Now that we have our data sets opened and converted into lists, we're going to inspect the data and see what types of data it has. To do this, first we define a function which allows us to explore a data set by separating the rows so that they are easier to read, this function takes in 4 inputs, the name of the dataset, the start and end rows for displaying data, and a parameter to count the number of rows and lengths in a data set (without the header data).

In [54]:
def explore_data(dataset, start, end, rows_and_columns=False):
    dataset_slice = dataset[start:end]
    
    for row in dataset_slice:
        print(row)
        print('\n') # adds a new empty line after each row
        
    if rows_and_columns is True:
        print('Number of rows: ', len(dataset))
        print('Number of columns: ', len(dataset[0]))
        
    return

print(ios_header)
print('\n')
explore_data(ios_data, 0, 2, True)
['id', 'track_name', 'size_bytes', 'currency', 'price', 'rating_count_tot', 'rating_count_ver', 'user_rating', 'user_rating_ver', 'ver', 'cont_rating', 'prime_genre', 'sup_devices.num', 'ipadSc_urls.num', 'lang.num', 'vpp_lic']

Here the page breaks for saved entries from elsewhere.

PR #9, opened 2016-10-17
Add API for autocompleting users

jwilander:
API proposal for mattermost/platform#4239

### DIFF
--- a/source/users.yaml
+++ b/source/users.yaml
@@ -412,3 +412,33 @@
             application/json:
               email: someone@example.com
 
+  '/teams/{team_id}/users/autocomplete':
+    get:
+      tags:
+        - users
+      summary: Autocomplete users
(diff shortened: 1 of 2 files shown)


source/users.yaml
```diff
@@ -412,3 +412,33 @@
...
+        - name: team_id
+          in: path
+          description: The team ID the users are in
+          required: true
+          type: string
+        - name: term
+          in: query
+          description: The term to match against username, full name or nickname
+          required: true
+          type: integer
```
enahum: I think you meant **string**?

source/users.yaml
```diff
@@ -412,3 +412,33 @@
...
+        - name: channel_id
+          in: query
+          description: The channel ID to autocomplete for
+          required: false
+          type: integer
```
enahum: same here

source/users.yaml
jwilander: Woops..

jwilander:
@enahum fixed

jwilander:
@enahum please re-review at your leisure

['284882215', 'Facebook', '389879808', 'USD', '0.0', '2974676', '212', '3.5', '3.5', '95.0', '4+', 'Social Networking', '37', '1', '29', '1']


['389801252', 'Instagram', '113954816', 'USD', '0.0', '2161558', '1289', '4.5', '4.0', '10.23', '12+', 'Photo & Video', '37', '0', '29', '1']


Number of rows:  7197
Number of columns:  16

Analyzing the data from the iOS store, we see that there are a total of 7,197 different apps, and 16 different columns, out of these columns we might be able to use "track_name," "currency," "price," "ratingcounttot," "ratingcountver," and "prime_genre" for our analysis. For more details on what these columns actually mean, you may click here

In [55]:
print(android_header)
print('\n')
explore_data(android_data, 0, 2, True)
['App', 'Category', 'Rating', 'Reviews', 'Size', 'Installs', 'Type', 'Price', 'Content Rating', 'Genres', 'Last Updated', 'Current Ver', 'Android Ver']


['Photo Editor & Candy Camera & Grid & ScrapBook', 'ART_AND_DESIGN', '4.1', '159', '19M', '10,000+', 'Free', '0', 'Everyone', 'Art & Design', 'January 7, 2018', '1.0.0', '4.0.3 and up']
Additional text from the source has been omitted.